» **ACTION ITEM**:
Across the whole listing, filter for the string "allow" and copy every line that has it.

* * * * *

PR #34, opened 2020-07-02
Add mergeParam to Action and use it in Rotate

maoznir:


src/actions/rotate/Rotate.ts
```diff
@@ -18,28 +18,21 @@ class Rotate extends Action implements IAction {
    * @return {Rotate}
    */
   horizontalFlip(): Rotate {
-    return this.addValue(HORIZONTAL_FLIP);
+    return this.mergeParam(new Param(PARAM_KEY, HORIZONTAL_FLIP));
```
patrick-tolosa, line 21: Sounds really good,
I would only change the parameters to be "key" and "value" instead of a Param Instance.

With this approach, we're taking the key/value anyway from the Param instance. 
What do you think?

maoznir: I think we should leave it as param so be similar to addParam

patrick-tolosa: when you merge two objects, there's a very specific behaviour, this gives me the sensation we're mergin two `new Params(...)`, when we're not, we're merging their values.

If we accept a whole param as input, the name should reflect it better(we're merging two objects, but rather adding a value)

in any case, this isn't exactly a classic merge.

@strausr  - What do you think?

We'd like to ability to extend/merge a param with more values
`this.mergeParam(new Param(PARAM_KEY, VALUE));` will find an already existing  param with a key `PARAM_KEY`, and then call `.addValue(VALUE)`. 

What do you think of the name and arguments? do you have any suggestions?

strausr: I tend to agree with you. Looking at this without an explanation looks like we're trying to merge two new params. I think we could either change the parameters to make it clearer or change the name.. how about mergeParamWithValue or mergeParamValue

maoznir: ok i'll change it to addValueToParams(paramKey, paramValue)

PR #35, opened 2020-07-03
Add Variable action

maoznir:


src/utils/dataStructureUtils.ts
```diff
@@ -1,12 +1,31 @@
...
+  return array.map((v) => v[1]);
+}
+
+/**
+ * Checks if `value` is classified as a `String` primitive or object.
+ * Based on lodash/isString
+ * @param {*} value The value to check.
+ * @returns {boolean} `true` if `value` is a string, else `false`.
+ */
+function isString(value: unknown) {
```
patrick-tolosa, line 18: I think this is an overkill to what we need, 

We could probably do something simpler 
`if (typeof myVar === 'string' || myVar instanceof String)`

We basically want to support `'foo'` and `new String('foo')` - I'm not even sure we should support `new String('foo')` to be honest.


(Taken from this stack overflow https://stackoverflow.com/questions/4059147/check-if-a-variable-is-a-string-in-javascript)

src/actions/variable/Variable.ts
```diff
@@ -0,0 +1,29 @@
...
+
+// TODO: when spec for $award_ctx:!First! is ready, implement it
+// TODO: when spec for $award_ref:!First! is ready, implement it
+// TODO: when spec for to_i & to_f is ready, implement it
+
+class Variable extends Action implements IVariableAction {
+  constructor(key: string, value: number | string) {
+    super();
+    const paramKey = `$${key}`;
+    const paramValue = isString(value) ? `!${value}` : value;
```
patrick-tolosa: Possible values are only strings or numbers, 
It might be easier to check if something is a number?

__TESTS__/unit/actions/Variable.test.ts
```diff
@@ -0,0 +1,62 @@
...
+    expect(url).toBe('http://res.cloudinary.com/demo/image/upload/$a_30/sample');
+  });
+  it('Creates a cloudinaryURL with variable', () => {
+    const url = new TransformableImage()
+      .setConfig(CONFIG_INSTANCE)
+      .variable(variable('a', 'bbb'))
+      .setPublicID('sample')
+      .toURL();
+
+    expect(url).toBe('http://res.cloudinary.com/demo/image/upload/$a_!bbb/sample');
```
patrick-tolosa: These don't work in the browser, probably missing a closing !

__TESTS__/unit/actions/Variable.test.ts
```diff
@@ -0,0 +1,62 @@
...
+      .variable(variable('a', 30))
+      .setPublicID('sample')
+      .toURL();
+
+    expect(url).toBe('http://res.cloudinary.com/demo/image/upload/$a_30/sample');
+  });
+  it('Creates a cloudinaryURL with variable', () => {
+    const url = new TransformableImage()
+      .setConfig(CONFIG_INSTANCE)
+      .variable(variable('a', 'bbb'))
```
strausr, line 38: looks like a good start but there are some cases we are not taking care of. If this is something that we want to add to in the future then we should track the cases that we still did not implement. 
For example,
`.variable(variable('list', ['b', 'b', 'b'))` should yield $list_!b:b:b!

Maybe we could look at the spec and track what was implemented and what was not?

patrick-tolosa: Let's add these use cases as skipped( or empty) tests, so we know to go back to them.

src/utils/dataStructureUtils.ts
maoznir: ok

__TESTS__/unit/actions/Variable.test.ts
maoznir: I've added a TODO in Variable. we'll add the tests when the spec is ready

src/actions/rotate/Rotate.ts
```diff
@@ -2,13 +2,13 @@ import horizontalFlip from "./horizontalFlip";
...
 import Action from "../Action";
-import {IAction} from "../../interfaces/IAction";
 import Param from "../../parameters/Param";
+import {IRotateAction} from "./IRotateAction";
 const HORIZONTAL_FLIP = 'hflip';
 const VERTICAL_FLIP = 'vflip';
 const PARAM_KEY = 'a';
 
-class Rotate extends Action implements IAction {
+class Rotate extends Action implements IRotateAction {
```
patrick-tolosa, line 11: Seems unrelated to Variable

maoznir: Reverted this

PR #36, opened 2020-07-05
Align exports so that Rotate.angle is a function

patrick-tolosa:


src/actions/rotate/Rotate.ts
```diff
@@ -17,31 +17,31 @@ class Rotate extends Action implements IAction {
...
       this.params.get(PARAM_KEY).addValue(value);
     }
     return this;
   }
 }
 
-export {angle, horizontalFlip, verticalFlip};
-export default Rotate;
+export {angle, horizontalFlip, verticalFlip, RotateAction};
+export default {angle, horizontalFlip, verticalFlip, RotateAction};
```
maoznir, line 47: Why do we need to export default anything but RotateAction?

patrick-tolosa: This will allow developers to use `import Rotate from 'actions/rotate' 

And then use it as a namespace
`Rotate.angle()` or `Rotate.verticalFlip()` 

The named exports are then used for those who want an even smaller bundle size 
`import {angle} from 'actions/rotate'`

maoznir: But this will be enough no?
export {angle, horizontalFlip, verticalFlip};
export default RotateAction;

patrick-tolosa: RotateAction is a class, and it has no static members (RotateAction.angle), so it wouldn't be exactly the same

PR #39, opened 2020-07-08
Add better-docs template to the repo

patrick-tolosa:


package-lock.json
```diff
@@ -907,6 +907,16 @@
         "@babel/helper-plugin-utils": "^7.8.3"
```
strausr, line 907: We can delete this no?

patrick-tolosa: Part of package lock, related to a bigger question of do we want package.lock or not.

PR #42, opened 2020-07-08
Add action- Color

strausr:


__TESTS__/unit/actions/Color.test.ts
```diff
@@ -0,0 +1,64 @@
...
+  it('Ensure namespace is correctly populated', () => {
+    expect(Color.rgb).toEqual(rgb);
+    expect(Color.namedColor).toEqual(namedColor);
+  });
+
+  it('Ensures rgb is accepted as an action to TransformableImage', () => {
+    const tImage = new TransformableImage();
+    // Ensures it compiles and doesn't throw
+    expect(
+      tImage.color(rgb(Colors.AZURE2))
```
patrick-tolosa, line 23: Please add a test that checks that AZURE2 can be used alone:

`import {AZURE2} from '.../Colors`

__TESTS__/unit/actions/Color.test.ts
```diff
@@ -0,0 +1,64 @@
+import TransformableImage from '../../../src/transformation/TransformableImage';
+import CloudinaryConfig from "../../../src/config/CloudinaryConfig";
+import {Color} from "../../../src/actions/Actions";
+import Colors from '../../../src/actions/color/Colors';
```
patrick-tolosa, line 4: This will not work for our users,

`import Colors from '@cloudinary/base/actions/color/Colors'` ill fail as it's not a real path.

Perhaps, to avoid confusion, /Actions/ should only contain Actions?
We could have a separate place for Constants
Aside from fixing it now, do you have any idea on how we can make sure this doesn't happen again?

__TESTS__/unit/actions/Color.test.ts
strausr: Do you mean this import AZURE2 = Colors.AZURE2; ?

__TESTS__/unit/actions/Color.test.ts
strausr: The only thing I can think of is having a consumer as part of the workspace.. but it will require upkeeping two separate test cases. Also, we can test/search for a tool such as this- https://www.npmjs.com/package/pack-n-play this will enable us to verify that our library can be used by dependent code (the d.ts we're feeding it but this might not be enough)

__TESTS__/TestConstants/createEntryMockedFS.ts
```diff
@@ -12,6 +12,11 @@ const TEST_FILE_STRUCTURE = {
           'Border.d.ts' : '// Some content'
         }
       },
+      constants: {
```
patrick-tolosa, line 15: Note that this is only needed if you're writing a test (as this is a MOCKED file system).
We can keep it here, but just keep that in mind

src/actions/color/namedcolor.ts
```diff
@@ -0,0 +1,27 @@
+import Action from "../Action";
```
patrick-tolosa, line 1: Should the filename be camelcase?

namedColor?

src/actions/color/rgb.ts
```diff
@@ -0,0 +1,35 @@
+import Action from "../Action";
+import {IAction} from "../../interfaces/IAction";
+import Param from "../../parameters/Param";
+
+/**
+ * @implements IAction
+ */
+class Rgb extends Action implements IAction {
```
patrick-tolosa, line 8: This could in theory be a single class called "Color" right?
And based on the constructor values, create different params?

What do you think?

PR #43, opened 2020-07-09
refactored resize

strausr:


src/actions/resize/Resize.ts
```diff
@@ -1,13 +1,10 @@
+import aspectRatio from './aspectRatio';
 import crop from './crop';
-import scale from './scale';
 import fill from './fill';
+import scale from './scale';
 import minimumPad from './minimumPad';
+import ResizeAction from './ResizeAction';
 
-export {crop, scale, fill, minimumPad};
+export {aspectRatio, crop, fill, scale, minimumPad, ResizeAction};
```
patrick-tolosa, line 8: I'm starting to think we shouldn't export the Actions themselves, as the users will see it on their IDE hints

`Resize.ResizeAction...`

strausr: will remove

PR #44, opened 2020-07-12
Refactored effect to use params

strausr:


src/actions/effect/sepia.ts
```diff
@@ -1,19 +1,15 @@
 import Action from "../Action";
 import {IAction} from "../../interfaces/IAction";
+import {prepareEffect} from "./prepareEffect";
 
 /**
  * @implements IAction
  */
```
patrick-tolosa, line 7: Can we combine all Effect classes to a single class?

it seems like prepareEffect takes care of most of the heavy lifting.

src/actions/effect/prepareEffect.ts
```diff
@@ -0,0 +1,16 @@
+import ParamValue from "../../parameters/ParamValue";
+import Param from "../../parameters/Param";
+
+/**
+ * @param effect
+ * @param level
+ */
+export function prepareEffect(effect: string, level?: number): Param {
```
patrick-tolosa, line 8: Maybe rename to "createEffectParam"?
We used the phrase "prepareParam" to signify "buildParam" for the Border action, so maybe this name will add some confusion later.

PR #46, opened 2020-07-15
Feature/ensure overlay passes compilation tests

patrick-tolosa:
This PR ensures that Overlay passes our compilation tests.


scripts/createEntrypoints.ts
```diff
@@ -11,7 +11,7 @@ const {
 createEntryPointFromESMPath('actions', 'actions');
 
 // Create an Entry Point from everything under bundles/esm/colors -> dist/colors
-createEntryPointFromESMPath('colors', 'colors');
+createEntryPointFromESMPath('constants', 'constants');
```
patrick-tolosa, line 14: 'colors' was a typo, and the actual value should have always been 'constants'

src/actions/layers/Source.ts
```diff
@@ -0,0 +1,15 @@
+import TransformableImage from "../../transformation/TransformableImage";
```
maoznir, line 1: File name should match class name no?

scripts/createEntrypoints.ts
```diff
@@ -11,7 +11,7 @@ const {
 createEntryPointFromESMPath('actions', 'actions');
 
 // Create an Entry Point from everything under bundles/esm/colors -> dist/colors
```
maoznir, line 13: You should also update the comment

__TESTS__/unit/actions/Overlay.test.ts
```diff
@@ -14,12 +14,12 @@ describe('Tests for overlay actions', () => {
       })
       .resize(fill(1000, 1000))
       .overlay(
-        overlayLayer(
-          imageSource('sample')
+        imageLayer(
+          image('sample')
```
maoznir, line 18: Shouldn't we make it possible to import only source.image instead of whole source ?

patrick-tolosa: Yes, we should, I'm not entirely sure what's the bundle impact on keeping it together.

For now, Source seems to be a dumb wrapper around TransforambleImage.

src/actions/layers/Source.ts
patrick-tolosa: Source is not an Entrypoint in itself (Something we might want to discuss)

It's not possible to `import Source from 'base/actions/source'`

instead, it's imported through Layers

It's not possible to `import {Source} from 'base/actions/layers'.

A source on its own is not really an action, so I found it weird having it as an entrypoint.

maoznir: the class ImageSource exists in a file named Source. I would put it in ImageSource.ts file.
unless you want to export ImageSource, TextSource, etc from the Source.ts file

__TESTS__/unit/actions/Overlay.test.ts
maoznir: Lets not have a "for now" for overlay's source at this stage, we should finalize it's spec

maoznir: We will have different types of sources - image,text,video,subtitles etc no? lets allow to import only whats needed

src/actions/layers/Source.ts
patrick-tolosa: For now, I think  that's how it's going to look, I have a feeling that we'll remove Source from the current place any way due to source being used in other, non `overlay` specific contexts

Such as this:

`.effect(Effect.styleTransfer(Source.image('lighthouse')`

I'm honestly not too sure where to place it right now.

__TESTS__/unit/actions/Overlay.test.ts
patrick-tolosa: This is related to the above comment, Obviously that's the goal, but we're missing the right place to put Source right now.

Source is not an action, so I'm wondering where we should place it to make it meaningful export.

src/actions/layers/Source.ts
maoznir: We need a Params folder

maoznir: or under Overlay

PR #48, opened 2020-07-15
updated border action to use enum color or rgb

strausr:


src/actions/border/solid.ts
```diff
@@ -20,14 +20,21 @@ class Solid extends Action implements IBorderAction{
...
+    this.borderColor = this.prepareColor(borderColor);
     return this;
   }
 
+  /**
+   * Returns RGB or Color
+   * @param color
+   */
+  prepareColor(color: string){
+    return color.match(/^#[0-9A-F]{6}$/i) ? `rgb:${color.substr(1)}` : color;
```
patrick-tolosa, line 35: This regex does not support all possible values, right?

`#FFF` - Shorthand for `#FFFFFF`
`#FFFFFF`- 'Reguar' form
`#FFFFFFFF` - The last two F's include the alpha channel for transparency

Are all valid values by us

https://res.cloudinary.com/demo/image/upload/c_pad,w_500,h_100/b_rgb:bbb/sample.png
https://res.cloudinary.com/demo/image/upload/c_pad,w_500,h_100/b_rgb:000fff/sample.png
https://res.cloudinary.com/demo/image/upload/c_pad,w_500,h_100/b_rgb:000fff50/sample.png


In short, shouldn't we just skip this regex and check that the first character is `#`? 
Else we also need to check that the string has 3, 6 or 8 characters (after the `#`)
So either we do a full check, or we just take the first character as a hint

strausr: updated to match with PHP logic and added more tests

* * * * *

» **REPLY TO THE TASK**:
patrick-tolosa: This will allow developers to use `import Rotate from 'actions/rotate' 
maoznir: We will have different types of sources - image,text,video,subtitles etc no? lets allow to import only whats needed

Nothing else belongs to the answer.